Effects of Peer Pressure on Kids: Impact on Bullying

Typically, when we think of the effects of peer pressure on kids, we envision adolescent friends encouraging our teens to try out new substances. It comes as a shock to many parents to learn that children as young as three or four years old are already concerned with the opinions of their peers.

Even a toddler as young as two can mimic the antics of their peers and older relatives. Peer pressure is a natural part of childhood because kids naturally look up to and enjoy the company of their peers. Parents should teach their children when it’s appropriate to follow the lead of others and when to strike out on their own.

If your group of friends decided to jump off a bridge, would you follow suit?
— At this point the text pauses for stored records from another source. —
PR #288, opened 2018-11-28
Fix wrong duration calculation for asynchronous calls

oliverde8:
| Q               | A
| --------------- | ---
| Bug fix?        | yes
| New feature?    | no
| BC breaks?      | no
| Deprecations?   | no
| Related tickets | fixes #X, partially #Y, mentioned in #Z
| License         | MIT

#### What's in this PR?

When using asnyc request, duration is always 0 

This fixes that

#### Why?

Currenly for async request we don't see any duration. 
httpplug-async-bug-times-1

First query is synchronous, the other 2 are asynchronous, and are slow. This fixes that

httpplug-async-bug-times-2

Now we can see the duration of asynchronous calls as well

#### Checklist


dbu:
released as https://github.com/php-http/HttplugBundle/releases/tag/1.13.1

PR #291, opened 2018-12-13
support client-common 2.0

dbu:
| Q               | A
| --------------- | ---
| Bug fix?        | no
| New feature?    | no
| BC breaks?      | no
| Deprecations?   | no
| Related tickets | https://github.com/php-http/client-common/pull/123
| Documentation   | -
| License         | MIT

#### What's in this PR?

Handle version 2 of client-commons with a check for the Impl classes.

#### Why?

Those classes where moved to make room for the interface.

#### Checklist

#### To Do

Should we bump the version of the bundle as well? There are some BC breaks and people might rely on the bundle to bring in the whole httplug libraries...


Nyholm:
> Should we bump the version of the bundle as well?

I dont think so.. I rather make the number of libraries to bump as small as possible". 

Of course we should bump it if there are any strong reason for it

dbu:
@Nyholm could you please also review https://github.com/php-http/client-common/pull/123 ?

dbu:
build failure is the same as for [master](https://travis-ci.org/php-http/HttplugBundle/builds/468665919). some problem with phpunit component versions afaik.

dbu:
and we should not need a new major version for this, there are no code changes needed.

gmponos:
Current PR brings up an issue... If you keep supporting both versions of HTTP-Client you can not depend on the PSR. Is this the direction you want this to go?

Nyholm:
True. But we are not depending on the psr. Are we?

gmponos:
OK.. I should started this conversation here.. let's continue on the PR of yours here https://github.com/php-http/HttplugBundle/pull/295

PR #293, opened 2018-12-28
Support common client 2.x

Nyholm:
Follow up on #291 

This uses the forward compatibility layer introduced in php-http/client-common#132


Nyholm:
I've tested this and it is working. 

I also added
```
     "prefer-stable": true,
     "minimum-stability": "dev"
```

Which means that we dont need to wait for a release of 1.9 of client-common to actually merge this.

Nyholm:
We allow too many versions. That is why Travis is failing: https://travis-ci.org/php-http/HttplugBundle/jobs/473334912

I updated all symfony related versions. We only support the latest patch version for all supported minor versions.

sowbiba:
I cannot install latest version of httplug-bundle because

```
  Problem 1
    - Installation request for php-http/httplug-bundle 1.14.0 -> satisfiable by php-http/httplug-bundle[1.14.0].
    - php-http/httplug-bundle 1.14.0 requires php-http/cache-plugin ^1.6 -> satisfiable by php-http/cache-plugin[1.6.x-dev] but these conflict with your requirements or minimum-stability.
```

client-common 1.9 is released, will cache-plugin be released soon ? :pray: 

Thanks

PR #294, opened 2018-12-29
Support for more clients versions

Nyholm:

PR #295, opened 2018-12-29
Make sure we support any psr-18 client

### LINKED ISSUE #276: Make sure we can use this bundle with ANY PSR-18 client
Adding this issue as a reminder. Im not sure what changes that needs to be done atm.

Nyholm:
| Q               | A
| --------------- | ---
| Bug fix?        | no
| New feature?    | yes
| BC breaks?      | no
| Deprecations?   | no
| Related tickets | fixes #276
| Documentation   | 
| License         | MIT

### DIFF
--- a/Collector/Formatter.php
+++ b/Collector/Formatter.php
@@ -7,6 +7,8 @@ use Http\Client\Exception\HttpException;
 use Http\Client\Exception\TransferException;
 use Http\Message\Formatter as MessageFormatter;
 use Http\Message\Formatter\CurlCommandFormatter;
+use Psr\Http\Client\NetworkExceptionInterface;
+use Psr\Http\Client\RequestExceptionInterface;
 use Psr\Http\Message\RequestInterface;
 use Psr\Http\Message\ResponseInterface;
 
@@ -49,11 +51,11 @@ class Formatter implements MessageFormatter
      */
     public function formatException(Exception $exception)
     {
-        if ($exception instanceof HttpException || $exception instanceof \Psr\Http\Client\RequestExceptionInterface) {
+        if ($exception instanceof HttpException || $exception instanceof RequestExceptionInterface) {
             return $this->formatter->formatResponse($exception->getResponse());
         }
 
-        if ($exception instanceof TransferException || $exception instanceof \Psr\Http\Client\NetworkExceptionInterface) {
+        if ($exception instanceof TransferException || $exception instanceof NetworkExceptionInterface) {
             return sprintf('Transfer error: %s', $exception->getMessage());
         }
 
--- a/Collector/Formatter.php
+++ b/Collector/Formatter.php
@@ -49,11 +49,11 @@ class Formatter implements MessageFormatter
      */
     public function formatException(Exception $exception)
     {
-        if ($exception instanceof HttpException) {
+        if ($exception instanceof HttpException || $exception instanceof \Psr\Http\Client\RequestExceptionInterface) {
             return $this->formatter->formatResponse($exception->getResponse());
         }
 
-        if ($exception instanceof TransferException) {
+        if ($exception instanceof TransferException || $exception instanceof \Psr\Http\Client\NetworkExceptionInterface) {
             return sprintf('Transfer error: %s', $exception->getMessage());
         }
 
--- a/Collector/PluginClientFactory.php
+++ b/Collector/PluginClientFactory.php
@@ -6,6 +6,7 @@ use Http\Client\Common\Plugin;
 use Http\Client\Common\PluginClient;
 use Http\Client\HttpAsyncClient;
 use Http\Client\HttpClient;
+use Http\HttplugBundle\Tests\Unit\Collector\ClientInterface;
 use Symfony\Component\Stopwatch\Stopwatch;
 
 /**
@@ -46,9 +47,9 @@ final class PluginClientFactory
     }
 
     /**
-     * @param HttpClient|HttpAsyncClient $client
-     * @param Plugin[]                   $plugins
-     * @param array                      $options {
+     * @param HttpClient|ClientInterface|HttpAsyncClient $client
+     * @param Plugin[]                                   $plugins
+     * @param array                                      $options {
      *
      *     @var string $client_name to give client a name which may be used when displaying client information like in
      *         the HTTPlugBundle profiler.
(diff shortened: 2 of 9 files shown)


Collector/PluginClientFactory.php
```diff
@@ -6,6 +6,7 @@
 use Http\Client\Common\PluginClient;
 use Http\Client\HttpAsyncClient;
 use Http\Client\HttpClient;
+use Http\HttplugBundle\Tests\Unit\Collector\ClientInterface;
```
gmponos: Wrong interface?

Nyholm: Oops. Thanks

Collector/ProfileClient.php
```diff
@@ -7,6 +7,7 @@
 use Http\Client\Exception\HttpException;
 use Http\Client\HttpAsyncClient;
 use Http\Client\HttpClient;
+use Http\HttplugBundle\Tests\Unit\Collector\ClientInterface;
```
Nyholm: Same here.

Collector/ProfileClientFactory.php
```diff
@@ -6,6 +6,7 @@
 use Http\Client\HttpAsyncClient;
 use Http\Client\HttpClient;
 use Http\HttplugBundle\ClientFactory\ClientFactory;
+use Psr\Http\Client\ClientInterface;
```
gmponos: I have checked out at your branch. I run `composer update` but still this namespace is not discovered by PHPStorm.. and the package is not installed.

Could it be that exists localy on you because you have not run `composer update`?

Nyholm: You need to make sure you install php-http/client-common:2.0-dev. If not you will get httplug: 1.1

Nyholm: Oh, you are correct.

Nyholm:
Oh, you are correct. Since we have a bunch if httplug1.0 clients in require-dev we will never be able to install httplug2.0 by just running composer update. 

I tested this by

```
composer create-project symfony/skeleton acme
cd acme
composer req php-http/httplug-bundle:dev-master nyholm/psr7
```

I created my client like:
```php
namespace App\Service;

use Nyholm\Psr7\Response;
use Psr\Http\Client\ClientInterface;
use Psr\Http\Message\ResponseInterface;

class MyHttpClient implements ClientInterface
{
    public function sendRequest(RequestInterface $request): ResponseInterface
    {
        return new Response(250);
    }
}
```

And I registered it like: 
```yaml
httplug:
    main_alias:
        client: httplug.client.my_client
    discovery:
        client: 'auto'

    clients:
        my_client:
            service: 'App\Service\MyHttpClient'

            http_methods_client: true
            plugins:
                - 'httplug.plugin.content_length'
                - 'httplug.plugin.redirect'

```

gmponos:
> > Current PR brings up an issue... If you keep supporting both versions of HTTP-Client you can not depend on the PSR. Is this the direction you want this to go?

> True. But we are not depending on the psr. Are we?


Well.. on the current a PR you want to do this `if( $client instanceof ClientInterface)` although this code works.. even if I don't have version 2 installed it kinda feels weird... 

Secondly as a developer of this package... yes I do not depend on PSR client and I might not want to depend... As a consumer using this package.. is there a way that I feel confident that the client I am retrieving is a PSR one? Haven't discovered all the full aspects of the bundle so on this point I might be wrong...

Thirdly... [here](https://github.com/php-http/HttplugBundle/blob/master/Collector/Formatter.php#L52) wont this miss the exceptions?

gmponos:
@Nyholm I think that your example works out of luck.. although I know that this was by design it just happens that PSR client and PHP-HTTP to have the same signature `sendRequest`.. 

for instance the `ProfileClient` I think it will work even a custom client of mine that does not implement any interface and it just has the `sendRequest`.. it feels kinda loose in this way...

Nyholm:
> Well.. on the current a PR you want to do this if( $client instanceof ClientInterface) although this code works.. even if I don't have version 2 installed it kinda feels weird...

Yes, I agree. But it works =)

> Secondly as a developer of this package... yes I do not depend on PSR client and I might not want to depend... As a consumer using this package.. is there a way that I feel confident that the client I am retrieving is a PSR one? Haven't discovered all the full aspects of the bundle so on this point I might be wrong... I think there is some autodiscovery mechanism.. that's what I am talking about.

The auto discovery is here: https://github.com/php-http/discovery

And no, you cannot be sure unless you decide what you want. If you do `composer req php-http/httplug:^2.0`, then you will always get a PSR18 client. Same if you do `composer req psr/http-client`

> Thirdly... here wont this miss the exceptions?

That should be updated. Thank you!

> although I know that this was by design it just happens that PSR client and PHP-HTTP to have the same signature sendRequest..
> for instance the ProfileClient I think it will work even a custom client of mine that does not implement any interface and it just has the sendRequest.. it feels kinda loose in this way...

Technically, yes. But we have code that make sure you submit a client. Check out the [ProfileClient](https://github.com/php-http/HttplugBundle/blob/master/Collector/ProfileClient.php#L61-L62) and the [FlexibleClient](https://github.com/php-http/client-common/blob/master/src/FlexibleHttpClient.php#L25)

gmponos:
>> for instance the ProfileClient I think it will work even a custom client
> But we have code that make sure you submit a client. 

OK.. I missed the `!` there...

I will have a deeper look because then I don't quite fully get it how your code example posted above worked with master :/

`composer req php-http/httplug-bundle:dev-master nyholm/psr7`

Collector/Formatter.php
```diff
@@ -49,11 +49,11 @@ public function __construct(MessageFormatter $formatter, CurlCommandFormatter $c
      */
     public function formatException(Exception $exception)
     {
-        if ($exception instanceof HttpException) {
+        if ($exception instanceof HttpException || $exception instanceof \Psr\Http\Client\RequestExceptionInterface) {
```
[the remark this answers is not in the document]
Nyholm: Sure, thanks

dbu:
is this issue fixed with #294? can you rebase and maybe add some tests that make sure both httplug 1 (when installed) and a psr-18 client (when installed) work with this code?

Nyholm:
Correct. 
Sure!

Nyholm:
Why do you believe that?

Nyholm:
Continue in #296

In this piece, I’ll go over some strategies you can use to keep your kid on the straight and narrow even in the face of intense pressure from their peers.
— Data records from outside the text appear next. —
PR #299, opened 2019-01-02
Profiler dot client

### LINKED ISSUE #298: Profiler does not show stack when client name contains dots
| Q            | A
| ------------ | ---
| Bug?         | yes
| New Feature? | no
| Version      | 1.13.1

#### Actual Behavior

When the client name contains dots (example : application.ms.microservice), the profiler stack cannot be opened

#### Expected Behavior

Open Request/Response stack

#### Steps to Reproduce
```
httplug:
    plugins:
        logger:
            logger: 'logger'
            formatter: null
    clients:
        application.ms.microservice: ~
``` 

#### Possible Solutions

This issue happened because `data-toggle` contains `#httplug-application.ms.microservice-1-details`

In https://github.com/php-http/HttplugBundle/blob/master/Resources/views/script/httplug.js.twig#L7

`document.querySelectorAll(selector)` the dots are considered as class selector and the target is not found

sowbiba:
| Q               | A
| --------------- | ---
| Bug fix?        | yes
| New feature?    | no
| BC breaks?      | no
| Deprecations?   | no
| Related tickets | fixes #298 
| License         | MIT

#### What's in this PR?

Add SlugifyExtension to remove non standard characters from client name to use as selector
https://www.w3.org/TR/CSS21/syndata.html#characters

#### Why?

https://github.com/php-http/HttplugBundle/issues/298

#### Checklist

- [X] Updated CHANGELOG.md to describe BC breaks / deprecations | new feature | bugfix
- [X] Documentation pull request created (if not simply a bugfix)


Collector/Twig/SlugifyExtension.php
```diff
@@ -0,0 +1,34 @@
...
+{
+    /**
+     * {@inheritdoc}
+     *
+     * @return array
+     */
+    public function getFilters()
+    {
+        return [
+            new \Twig_SimpleFilter('slugify', [$this, 'slugify'], ['is_safe' => ['html']]),
```
dbu: i guess there are quite some twig filters out there that provide a function with the same name.

i agree to not introduce a dependency on some twig thingy, and the actual slugify looks simple enough that we don't need a library for that. but i think we need a more specific name for this to avoid collisions. maybe `httplug_slugify` ?

Collector/Twig/SlugifyExtension.php
```diff
@@ -0,0 +1,34 @@
...
+        ];
+    }
+
+    /**
+     * @param string $string http message
```
dbu: why http message? i think we can do without the phpdoc, or just `@param string $string` until we are on php 7 and can use scalar type hints.

Collector/Twig/HttpPlugSlugifyExtension.php
```diff
@@ -0,0 +1,36 @@
...
+    {
+        return [
+            new \Twig_SimpleFilter('httplug_slugify', [$this, 'slugify'], ['is_safe' => ['html']]),
+        ];
+    }
+
+    /**
+     * @param $string
+     *
+     * @return string|string[]|null
```
dbu: can this ever return anything else than a string?

CHANGELOG.md
```diff
@@ -2,6 +2,12 @@
 
 The change log describes what is "Added", "Removed", "Changed" or "Fixed" between each release.
 
+## 1.14.1
```
Nyholm: FYI, 1.14.0 is not released yet.

sowbiba:
@Nyholm Thanks for the suggestions. Changes made

Nyholm:
Excellent. Thank you @sowbiba

Issue #301, opened 2019-01-15
Cannot run tests on master because trait `...VersionBridgePlugin` is not found


ruudk:
I'm trying to run `vendor/bin/simple-phpunit` on master, but it fails:

```
$ vendor/bin/simple-phpunit
symfony/yaml is not required in your composer.json and has not been removed
./composer.json has been updated
Loading composer repositories with package information
Updating dependencies
Package operations: 23 installs, 0 updates, 0 removals
  - Installing phpunit/php-timer (1.0.9): Loading from cache
  - Installing sebastian/global-state (2.0.0): Loading from cache
  - Installing sebastian/recursion-context (3.0.0): Loading from cache
  - Installing sebastian/object-reflector (1.1.1): Loading from cache
  - Installing sebastian/object-enumerator (3.0.3): Loading from cache
  - Installing sebastian/resource-operations (1.0.0): Loading from cache
  - Installing phar-io/version (1.0.1): Loading from cache
  - Installing phar-io/manifest (1.0.1): Loading from cache
  - Installing myclabs/deep-copy (1.7.0): Loading from cache
  - Installing theseer/tokenizer (1.1.0): Loading from cache
  - Installing sebastian/version (2.0.1): Loading from cache
  - Installing sebastian/environment (3.1.0): Loading from cache
  - Installing sebastian/code-unit-reverse-lookup (1.0.1): Loading from cache
  - Installing phpunit/php-token-stream (2.0.2): Loading from cache
  - Installing phpunit/php-text-template (1.2.1): Loading from cache
  - Installing phpunit/php-file-iterator (1.4.5): Loading from cache
  - Installing phpunit/php-code-coverage (5.3.2): Loading from cache
  - Installing sebastian/exporter (3.1.0): Loading from cache
  - Installing doctrine/instantiator (1.0.5): Loading from cache
  - Installing phpunit/phpunit-mock-objects (5.0.10): Loading from cache
  - Installing sebastian/diff (2.0.1): Loading from cache
  - Installing sebastian/comparator (2.1.3): Loading from cache
  - Installing symfony/phpunit-bridge (6.5.99): Symlinking from /Volumes/CS/www/HttplugBundle/vendor/symfony/phpunit-bridge
Writing lock file
Generating optimized autoload files
PHP Fatal error:  Trait 'Http\Client\Common\Plugin\VersionBridgePlugin' not found in /Volumes/CS/www/HttplugBundle/Tests/Functional/ProfilingTest.php on line 125

[...]

PR #302, opened 2019-01-15
Only require Twig when profiler is enabled

### LINKED ISSUE #300: Remove Twig dependency
I just discovered that HTTPlugBundle requires Twig. I guess the only need for this is because of the HTTP profiler extension. Wouldn't it be an idea to remove the Twig dependency, and only register the HTTP profiler when Twig is enabled?

ruudk:
| Q               | A
| --------------- | ---
| Bug fix?        | no
| New feature?    | no
| BC breaks?      | yes
| Deprecations?   | no
| Related tickets | fixes #300
| License         | MIT

#### What's in this PR?

Require Twig to be installed when the profiler is enabled. Move `twig/twig` dependency to suggest and `require-dev`

#### Why?

We don't have Twig installed in our project. HTTPlug requires it to be installed.

#### Checklist

### DIFF
--- a/DependencyInjection/HttplugExtension.php
+++ b/DependencyInjection/HttplugExtension.php
@@ -76,6 +76,10 @@ class HttplugExtension extends Extension
                 ->getDefinition('httplug.formatter.full_http_message')
                 ->addArgument($config['profiling']['captured_body_length'])
             ;
+
+            if (!class_exists(\Twig_Environment::class)) {
+                $container->removeDefinition('httplug.collector.twig.http_message');
+            }
         }
 
         $this->configureClients($container, $config);
--- a/CHANGELOG.md
+++ b/CHANGELOG.md
@@ -2,6 +2,12 @@
 
 The change log describes what is "Added", "Removed", "Changed" or "Fixed" between each release.
 
+## 1.15.0 [unreleased]
+
+### Changed
+
+- Removed `twig/twig` dependency
+
 ## 1.14.0
 
 ### Added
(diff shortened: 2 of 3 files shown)


ruudk:
I cannot test this (yet) because of https://github.com/php-http/HttplugBundle/issues/301

xabbuh:
As written in #300 I do not think we should forbid using the profiler tools when Twig is not installed. Using them in tests does not require Twig if I do not miss anything.

ruudk:
@xabbuh It's not only the Twig extension that requires Twig, right? Also by registering the profiler button in the web profiler it requires Twig?

Shouldn't we remove these services when Twig is not installed?
```xml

Exactly what is it that we mean when we talk about peer pressure?

When do kids feel pressured to conform? Peer pressure occurs when a person attempts to influence another person to alter their behavior, values, or beliefs so that they will be more popular in their peer group. When kids feel pressured to conform to their peers, they often disobey their parents. This often necessitates engaging in potentially harmful activities.

Negative peer pressure can manifest in other ways, even if younger children don’t engage in the typically risky behaviors we associate with it. If you start working with a kid when they’re young, they’ll be better prepared to handle peer pressure when they’re teenagers.
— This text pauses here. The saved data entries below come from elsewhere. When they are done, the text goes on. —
PR #309, opened 2019-01-24
support autowire convenience clients

### LINKED ISSUE #261: AutoWiring and HttpMethodsClient
| Q            | A
| ------------ | ---
| Bug?         | no
| New Feature? | yes
| Version      | 1.10.0

With the following configuration:

```yaml
httplug:
    clients:
        default:
            config:
                timeout: 5
```

The bundle provide autowiring for the default http client:

```
  Http\Client\HttpAsyncClient                                                                     
      alias to httplug.async_client.default                                                       
  Http\Client\HttpClient                                                                          
      alias to httplug.client.default                                                             
```

It's also possible to enable the http methods client:

```yaml
httplug:
    clients:
        default:
            config:
                timeout: 5
            http_methods_client: true
```

But the autowiring still rely on `HttpClient` interface:

```
  Http\Client\HttpAsyncClient                                                                     
      alias to httplug.async_client.default                                                       
  Http\Client\HttpClient                                                                          
      alias to httplug.client.default.http_methods                                                
```

So, we of course have a `HttpMethodsClient`, but the following code sample does not rely on anything:

```php
public function faviconRedirectAction(string $domain, int $minSize, HttpClient $client): Response
{
    dump($client);die;
```

And we have to check this with `instanceof` in order to not make some tools like PHPStan crying a lot.

It would be wonderful to be able to do something like this:

```php
public function faviconRedirectAction(string $domain, int $minSize, HttpMethodsClient $client): Response
{
    dump($client);die;
```

And directly have autowiring working.

What do you think?

The workaround for people interested like me is pretty simple, one line on your services definition:

```yaml
services:
    Http\Client\Common\HttpMethodsClient: '@httplug.client.default.http_methods'
```

dbu:
this only happens for the "default" client: the first configured client or the one called default.

| Q               | A
| --------------- | ---
| Bug fix?        | no
| New feature?    | yes
| BC breaks?      | no
| Deprecations?   | no
| Related tickets | fixes #261 
| Documentation   | -
| License         | MIT

#### What's in this PR?

Autowire the convenience clients

#### Why?

This is the expected behaviour. We only autowire them if the default client has the decorators to avoid unexpected random autowiring.

#### Checklist

### DIFF
--- a/DependencyInjection/HttplugExtension.php
+++ b/DependencyInjection/HttplugExtension.php
@@ -3,8 +3,10 @@
 namespace Http\HttplugBundle\DependencyInjection;
 
 use Http\Client\Common\BatchClient;
+use Http\Client\Common\BatchClientInterface;
 use Http\Client\Common\FlexibleHttpClient;
 use Http\Client\Common\HttpMethodsClient;
+use Http\Client\Common\HttpMethodsClientInterface;
 use Http\Client\Common\Plugin\AuthenticationPlugin;
 use Http\Client\Common\PluginClient;
 use Http\Client\Common\PluginClientFactory;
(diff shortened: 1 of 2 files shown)


DependencyInjection/HttplugExtension.php
```diff
@@ -111,9 +113,30 @@ private function configureClients(ContainerBuilder $container, array $config)
...
+            } else {
+                $default = 'default';
+            }
+
+            // Autowiring alias for special clients, if they are enabled on the default client
+            if ($config['clients'][$default]['flexible_client']) {
+                $container->setAlias(FlexibleHttpClient::class, $serviceId.'.flexible');
+            }
+            if ($config['clients'][$default]['http_methods_client']) {
+                if (class_exists(HttpMethodsClientInterface::class)) {
```
Nyholm: We should use `interface_exists`

DependencyInjection/HttplugExtension.php
```diff
@@ -111,9 +113,30 @@ private function configureClients(ContainerBuilder $container, array $config)
...
+                    // support for client-common 1.9
+                    $container->setAlias(HttpMethodsClientInterface::class, $serviceId.'.http_methods');
+                }
+            }
+            if ($config['clients'][$default]['batch_client']) {
+                if (class_exists(BatchClientInterface::class)) {
```
Nyholm: Same here.

DependencyInjection/HttplugExtension.php
dbu: ups. i somehow keep forgetting that php distinguishes between interface and class for that thing. fixed!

When young children feel pressured to conform to the norms of their peers, they may engage in the following actions:

  • Carrying on in the same manner as a friend who has already been disciplined for his actions.
  • Risky behavior, such as jumping from a great height, is being explored here.
  • A deliberate violation of norms intended to elicit an emotional response.
  • Involvement in any activity that threatens to exceed acceptable limits in either safety or acceptability.

Addressing the issue of peer pressure with your children.

It’s vital to talk to your child about peer pressure using words that are age-appropriate and in a way that he can understand. Tell him that he shouldn’t assume it’s all right to follow suit just because his pal is doing it.

When you see your young children following their peers in a way that could endanger them or go against your family’s values, it’s time to set them straight. They may feel more assured in their moral judgment as a result.

You should also inform them of the logical results that come from choosing to follow peers rather than adults. For instance, even if they see a friend crossing the street unsupervised, they know it’s not a good idea to do so themselves. Instilling your child the confidence to stand firm against peer pressure is crucial.

Children between 7 and 10 are at an appropriate developmental stage to receive more truthful information about the potential outcomes of imitating their peers. Instruct them that the risky behaviors they engage in now may lead to even more severe consequences as they mature.

It’s OK to be more honest with them as they get older; make sure you’re not scaring them or using overly dramatic examples. Your child will feel more supported and confident in coming to you about his concerns about the peer pressure he will face if you emphasize the importance of natural consequences. Get the small stuff out of the way so you have a solid foundation when the big stuff hits.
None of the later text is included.